Some content undoubtedly generated resistance and amplified fears and uncertainty in an adverse economic scenario, Mella agrees, such as “the change in the nomenclature of the name of the judiciary, poorly developed concepts” such as the need for indigenous consent and its scope that generates a debate interpretation that continues until the vote, a legislative power lacking in balance, among others that “although certain principles may be shared” it was necessary to be more careful in a more gradual implementation.
In addition to all this, effects such as the economic crisis should be considered “the same people may have a different risk assessment” in the face of an economic situation so dramatically different from the last two years as a result of the international crisis and Covid-19, he explains. the USACH analyst.
President Boric also highlighted in his speech other issues that have been affecting Chilean citizens, such as the unusual inflation, the significant rise in crime, the problems with the Mapuche conflict in the south of the country, or the waiting lists in the health, the quality of education or low pensions. “The challenges of our country are not exhausted in the constitutional question,” he said on Sunday.
What’s next?
President Boric had already traced a way out if he won the rejection before the plebiscite, by declaring that another constitutional process would begin until a text is generated that brings about agreements for all Chileans.
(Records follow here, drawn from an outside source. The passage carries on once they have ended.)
PR #28, opened 2016-04-13
Adds a more descriptive 400 error message

jameshiebert:
API requests that are missing required query parameters error out
with an HTTP 400 error. The message has been entirely unhelpful:
"Missing query parameters". This commit adds the names of the
missing query parameters to the error message so the user has some path
forward.

### DIFF
--- a/ce/tests/test_api.py
+++ b/ce/tests/test_api.py
@@ -1,5 +1,6 @@
 import math
 from time import time
+import re
 
 import pytest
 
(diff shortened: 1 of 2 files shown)


jameshiebert:
@rod-glover I think that this is pretty straightforward, but would you mind taking a look at it for me?

ce/tests/test_api.py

On Sunday he reinforced that idea by speaking of a “constituent itinerary,” noting that its “deadlines and borders” would be defined shortly. The talks began this Monday, the day after the election. However, the president has already made it clear that the National Congress -one of the most fragmented in democracy in Chile- “must be the main protagonist” of this process.
“It is inevitable that the Constituent process will resume soon, after the 125 days established by law to establish a new electoral process,” explains Mella. “Clearly the political parties act under the urgent need to resume it” if they do not want to assume the costs of not advancing in this area in upcoming electoral processes. Most of the parties of the Chilean political arc – from communism to sectors of the liberal right – except for the Republican Party of José Antonio Kast – will be “committed to retaking the agenda of the constituent process in the shortest possible time,” he says. Nick.
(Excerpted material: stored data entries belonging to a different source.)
PR #29, opened 2017-03-02
Get all metadata from NetCDF header

rod-glover:
Modify existing generate_climos script to 

- take the list of files to be processed from the command line (only)
- get all metadata from the NetCDF header
- put PCIC standards-compliant metadata for climatology into the output files
- generate PCIC standards-compliant output file names
- optionally create one output file per dependent variable in the input file
- handle a wider range of input file types (GCM output, downscaled output, hydromodel output)
- use Python cdo functions a little more elegantly
- on dry-run, log a whole bunch o' info about the files to be processed
- put date/time in log messages

`generate_climos` also now has unit tests run against a selection of 'tiny' netCDF files representing the various file types this script may be run against. 

Following the original pattern of isolating `data_prep` from the rest of the CE backend, the `data_prep` package is independent of the `ce` package. This may or may not be a desirable state of affairs. We may want to refactoring so that `data_prep` is just a module of the CE backend.


data_prep/generate_climos.py
```diff
@@ -5,37 +5,22 @@
...
 from datetime import datetime
-from tempfile import NamedTemporaryFile
 
 from cdo import Cdo
-from netCDF4 import Dataset, num2date, date2num
+from netCDF4 import date2num
 from dateutil.relativedelta import relativedelta
 
-from Cmip5File import Cmip5File, ClimdexFile
+from util import s2d, ss2d, d2ss, d2s
```
jameshiebert: These are now in `nchelpers`, right? Should they be exposed/exported from `nchelpers` or is the fact that we need them here indicative that we haven't accomplished proper encapsulation in `nchelpers`? Or... *do* we even need them here?

data_prep/generate_climos.py
```diff
@@ -52,34 +37,20 @@ def iter_matching(dirpath, regexp):
...
-        t_end (datetime.datetime): end date of climo period
-        variable (str): name of the variable which is being processed
+    Parameters:
+        outdir (str): path to base directory in which to store output climo file
+        input_file (nchelpers.CFDataset): the input data file
+        t_start (datetime.datetime): start date of climo period to process
+        t_end (datetime.datetime): end date of climo period to process
 
-    Requested date range MUST exist in the input file
+    Requested date range MUST exist in the input file.
```
jameshiebert: What happens if it doesn't? Does this code assert that this assumption has been met?

data_prep/generate_climos.py
```diff
@@ -52,34 +37,20 @@ def iter_matching(dirpath, regexp):
...
 
-    '''
+    """
+    # TODO: Are these all really legitimate variables for processing, i.e., for forming temporal means over?
```
jameshiebert: Yes, good question. Might be worth passing that ask on to Trevor.

data_prep/generate_climos.py
```diff
@@ -90,45 +61,43 @@ def create_climo_file(fp_in, fp_out, t_start, t_end, variable):
         'tasmax', 'pr'
     }
 
-    if variable not in supported_vars:
-        raise Exception("Unsupported variable: cant't yet process {}".format(variable))
-
-    # Allow different ops by variable? # op = 'sum' if variable == 'pr' else 'mean'
```
jameshiebert: Are we sure that this is the case?

data_prep/generate_climos.py
```diff
@@ -90,45 +61,43 @@ def create_climo_file(fp_in, fp_out, t_start, t_end, variable):
...
+        # Premultiply input values by 86400
+        temporal_subset = cdo.mulc('86400', input=temporal_subset)
+
+    # Process selected data into climatological means
+    def climo_outputs(time_resolution):
+        '''Return a list of cdo operators that generate the desired climo outputs.
+        Result depends on the time resolution of input file data - different operators are applied depending.
+        If operators depend also on variable, then modify this function to depend on variable as well.
+        '''
+        ops_by_resolution = {
```
jameshiebert: This is a nice way to handle this. More clear than the old code.

data_prep/generate_climos.py
```diff
@@ -189,77 +159,117 @@ def update_climo_time_meta(fp, file_type=Cmip5File):
...
-    FileType = ClimdexFile if args.climdex else Cmip5File
 
-    for fp in test_files:
-        log.info(fp)
+def main(args):
+    if args.basedir:
+        variables = '|'.join(args.variables)
+        filepaths = iter_matching(
+            args.basedir,
+            re.compile('.*({}).*_(historical)?((?<=l)\+(?=r))?(rcp26|rcp45|rcp85)?_.*r\di\dp\d.*nc'.format(variables))
```
jameshiebert: Personally, I feel like we should remove this regex and the iter_matching, and just have the script accept a variable list of files as arguments and then iterate of the files. We can use cmd line tools like `find` easily and it makes the tool much more flexible.

data_prep/generate_climos.py
```diff
@@ -189,77 +159,117 @@ def update_climo_time_meta(fp, file_type=Cmip5File):
...
+            filepaths = [l for l in (l.strip() for l in f) if l[0] != '#']
+    else:
+        filepaths = []
 
-        nc = Dataset(fp)
-        available_climo_periods = determine_climo_periods(nc)
-        nc.close()
-        file_ = FileType(fp)
-        variable = file_.variable
+    filepaths = list(filepaths)  # Not very nice, but we reuse the list, at least for now
```
jameshiebert: This would go away if we followed my suggestion above.

data_prep/generate_climos.py
```diff
@@ -189,77 +159,117 @@ def update_climo_time_meta(fp, file_type=Cmip5File):
...
+    logger.info('Will process the following files:')
+    for filepath in filepaths:
+        logger.info(filepath)
 
-            # Create climatological period and update metadata
-            log.info('Generating climo period %s to %s', d2s(t_range[0]), d2s(t_range[1]))
-            out_fp = file_.generate_climo_fp(t_range, args.outdir)
-            log.info('Output file: %s', format(out_fp))
+    if args.dry_run:
+        logger.info('DRY RUN')
```
jameshiebert: So, does the dry run just print out attribute information?

data_prep/generate_climos.py
rod-glover: Sorry, don't understand the question here.

data_prep/generate_climos.py
rod-glover: I'm good with that. I do find the capacity additionally to read the set of input files from a file is useful, especially given the extremely long filepaths when testing from a dev machine.

data_prep/generate_climos.py
rod-glover: Outsourced to nchelpers -- only one was in use

data_prep/generate_climos.py
rod-glover: Yes. Originally, it did less than that, just printed the paths of the files to be processed.

data_prep/generate_climos.py
```diff
@@ -1,85 +1,40 @@
...
+        input_file (nchelpers.CFDataset): the input data file
+        t_start (datetime.datetime): start date of climo period to process
+        t_end (datetime.datetime): end date of climo period to process
 
-def iter_matching(dirpath, regexp):
-    # http://stackoverflow.com/questions/4639506/os-walk-with-regex
-    """Generator yielding all files under `dirpath` whose absolute path
-       matches the regular expression `regexp`.
-       Usage:
+    Requested date range MUST exist in the input file.
```
rod-glover: Not entirely sure what happens if it doesn't. (This comment was in original script.) What I think happens is that the output file contains only a subset of that date range, and therefore the temporal part of the output filename would be incorrect. First thing that happens in processing is cdo.seldate, which selects a temporal subset of the data in the input file.

data_prep/generate_climos.py
jameshiebert: The question is, "is our operation always mean"? You have removed the comment that suggests that perhaps we want to use "sum" for precipitation, so can I assume that you clarified with the scientists that we always want to use mean in this context?

data_prep/generate_climos.py
jameshiebert: Sure, but reading a set of input files from a file is as easy as:
```bash
cat file_list.txt | xargs python my_script.py
```
No additional code needed.

data_prep/generate_climos.py
jameshiebert: So... shouldn't this be from ``nchelpers.date_util import d2s, d2ss``?

data_prep/generate_climos.py
rod-glover: Perhaps my transfer of this into the docstring for `climo_outputs` (line 69) wasn't clear enough. But I did not intend to remove that information.

That said, it's worth checking with scientists. Trevor is coming by to talk about processing the climdex variables, I'll add this to the agenda.

data_prep/generate_climos.py
rod-glover: We're in some kind of github time warp here. If you look on the Files Changed tab, you will see that is exactly what I did.

data_prep/generate_climos.py
rod-glover: Argh, of course.

data_prep/generate_climos.py
rod-glover: Trevor says it is legit to process monthly climdex variables into climatological means. However, some of these variables will already be in the form of climatological means, so we need to be sure we are not trying to reprocess these.

rod-glover:
Travis CI fails because it is running the now-existent tests for `data_prep`. The test fail for two reasons:

- the `data_prep` package is not installed
- at this moment, `nchelpers` has not been published in a version that supports this script; the necessary changes are waiting in a PR

data_prep/dp/generate_climos.py
```diff
@@ -0,0 +1,357 @@
...
+        seasonal: 4 seasons: DJF, MAM, JJA, SON
+        annual: 1 value
+    """
+
+    # Year of all time values is middle year of period
+    year = (t_start + (t_end - t_start)/2).year + 1
+
+    times = []
+    climo_bounds = []
+
```
rod-glover: Do the computations of climatological times for month and season really have to be this complicated? Examples in the [CF Metadata Standard](http://cfconventions.org/cf-conventions/v1.6.0/cf-conventions.html#climatological-statistics) consistently use the 15th day of each month for multi-year monthly averages and the 16th day of the mid-season months (Jan, Apr, July, Oct) for multi-year seasonal averages. Any reason not to use these?

data_prep/dp/generate_climos.py
```diff
@@ -0,0 +1,357 @@
...
+        outdir (str): path to base directory in which to store output climo file(s)
+        input_file (nchelpers.CFDataset): the input data file
+        split_vars: (bool) if True, produce one file per dependent variable in input file;
+            otherwise produce a single output file containing all variables
+        t_start (datetime.datetime): start date of climo period to process
+        t_end (datetime.datetime): end date of climo period to process
+
+    We use CDO to perform the key computations for the climatology outputs.
+
+    One output file is generated per dependent variable in the input file. This simplifies the processing somewhat,
```
rod-glover: Variable splitting now optional.

data_prep/tests/test_create_climo_files.py
```diff
@@ -0,0 +1,205 @@
...
+
+
+@mark.parametrize('input_and_climo_files, t_start, t_end', [
+    (('gcm', False, t_start(1965), t_end(1970)), t_start(1965), t_end(1970)),
+    (('downscaled_tasmax', False, t_start(1961), t_end(1990)), t_start(1961), t_end(1990)),
+    # No need to repleat with downscaled_pr
+    (('hydromodel_gcm', False, t_start(1984), t_end(1995)), t_start(1984), t_end(1995)),
+    (('hydromodel_gcm', True, t_start(1984), t_end(1995)), t_start(1984), t_end(1995)),
+], indirect=['input_and_climo_files'])
+def test_time_and_climo_bounds_vars(input_and_climo_files, t_start, t_end):
```
rod-glover: Good. And to repeat a comment I put in the code under test:

Do the computations of climatological times for month and season really have to be this complicated? Examples in the [CF Metadata Standard](http://cfconventions.org/cf-conventions/v1.6.0/cf-conventions.html#climatological-statistics) consistently use the 15th day of each month for multi-year monthly averages and the 16th day of the mid-season months (Jan, Apr, July, Oct) for multi-year seasonal averages. Any reason not to use these?

rod-glover: I'd really like to use a simpler computation (and tests) if there is no reason to be so complicated.

data_prep/tests/test_create_climo_files.py
```diff
@@ -0,0 +1,205 @@
...
+            def d2n(date):
+                return date2num(date, cf.time_var.units, cf.time_var.calendar)
+
+            # Test monthly mean timesteps and climo bounds
+            if expected_num_time_values == 17:
+                for month in range(1, 13):
+                    t = next(time_steps)
+                    assert t.year == climo_year
+                    assert t.month == month
+                    assert t.day in [15, 16]
```
rod-glover: Yes. But see comment above re. complication.

data_prep/tests/test_create_climo_files.py
```diff
@@ -0,0 +1,205 @@
+"""Unit tests for the core function create_climo_files.
+
+These tests are all parametrized over several test input files, which requires a little trickiness with fixtures.
+pytest doesn't directly support parametrizing over fixtures (which here deliver the test input files
+and the output of create_climo_files). To get around that, we use indirect fixtures, which are passed a parameter
```
rod-glover: Bleh. Thought I had this explanation there too. I will transplant it.

setup.py
```diff
@@ -30,14 +30,20 @@ def find():
...
+        'nchelpers',
         'GDAL',
-        'rasterio'
+        'rasterio',
+        'cdo',
+        'pytest',
     ],
     scripts=['scripts/devserver.py'],
-    package_dir={'ce': 'ce'},
+    package_dir={  # necessary?
```
jameshiebert: Pretty sure that it's necessary.

requirements.txt
```diff
@@ -5,7 +5,11 @@ modelmeta
 shapely
 numpy
 netcdf4
-GDAL
+# nchelpers
+GDAL<2.0 # Allow pip or system install for travis
```
jameshiebert: Why < 2.0?

requirements.txt
```diff
@@ -5,7 +5,11 @@ modelmeta
...
 rasterio
+cdo
 # For testing
+pytest
 python-dateutil
+pip
```
jameshiebert: pip is kind of assumed to exist. Should not be included in requirements.txt. I.e. how would you "pip install -r requirements.txt" if you didn't have pip installed?

rod-glover:
@jameshiebert 

Test data files are all < 1Mb, except for `tiny_hydromodel_gcm.nc`, which is more than twice as large as I would expect it to be given its very modest dimensions (4383 time steps, 2 x 2 grid, 3 levels). There are 6 vars, but that doesn't account for the large size, which I estimate should be about 1.5 Mb.

All data prep tests pass, if the most up-to-date version of `nchelpers` is installed. That version is in PR now, not yet on our PyPI.

Let me know if you are happy to merge this PR as is.

jameshiebert:
Yeah, I don't get how it's 4MB either... should only be 1.6MB if it's using double precision float. Weird. We'll live, so let's move on.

Both the constitutional process and the profound reforms that the Boric government wants to undertake would be favored, according to this political analyst, by the agreement reached in Congress before the plebiscite of reduce the need for a majority in the current Constitution from 2/3 to 4/7a historic struggle that could finally materialize and that facilitates the reforms.
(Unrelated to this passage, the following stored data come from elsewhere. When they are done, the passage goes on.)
PR #32, opened 2017-05-10
Add instructions for installing and using generate_climos

rod-glover:
`generate_climos` will typically be used stand-alone on a compute node. It's nice to have installation instructions; installing `climate-explorer-backend` is not a useful option here.

This update also contains an example bash script (actually used) for the standard process of: copy input to temp, run script, copy output to permanent storage.

### DIFF
--- a/dp/process-climo-means.sh
+++ b/dp/process-climo-means.sh
@@ -1,0 +1,22 @@
+#!/bin/bash
+
+# process a model output file into climatological means
+# - copy input file to local temp
+# - process it with generate_climos.py
+# - copy results from local temp to permanent location
+# - delete copy of input file
+#
+# arguments:
+# $1: unique id for logfile so that this script can be run in several independent processes. Easy: Pass in $$.
+# $2: path to file to be processed
+#
+# typical usage:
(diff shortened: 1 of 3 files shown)


dp/process-climo-means.sh
```diff
@@ -0,0 +1,22 @@
...
+
+# process a model output file into climatological means
+# - copy input file to local temp
+# - process it with generate_climos.py
+# - copy results from local temp to permanent location
+# - delete copy of input file
+#
+# arguments:
+# $1: unique id for logfile so that this script can be run in several independent processes. Easy: Pass in $$.
+# $2: path to file to be processed
```
jameshiebert: It might be useful if the remaining arguments were a *list* of filenames to be processed. That way you can do the standard ``find -name *.nc | xargs process-climo-means.sh logfile.txt``.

Does it strengthen the result to the right?
For Freire, this result “so overwhelming allows groups that are at the extremes to be more reluctant to the process”, although the majority of political parties consider Augusto Pinochet’s Constitution to be dead in life and understand this result as “a rejection of this more not to have a new Constitution”, says Freire.
The political scientist highlights “the discourse of the right at the end of the election”, which was favorable to a new constituent process “where availability to generate constitutional changes is verified.” Although, obviously, they have a stronger and “negotiable” position, not to avoid the process, but to negotiate the changes that will be included in it, which will limit their depth in issues such as pensions, police reform or others.
“It is a mistake to interpret this as an electoral victory for the right, it is not, it is a citizen victory. Believing that 62% of Chileans will vote for the right is absurd. In this instance, 62% aligned with an idea that is not necessarily linked to the right”, he is clear in pointing out. But there is a risk “that the right has the mirage of making that reading,” he indicates.
A much more complex reality than thinking that Chile has returned to the past of the moorings and legacy of a dictatorship that it has wanted to leave behind for a long time, although it has not yet agreed on how.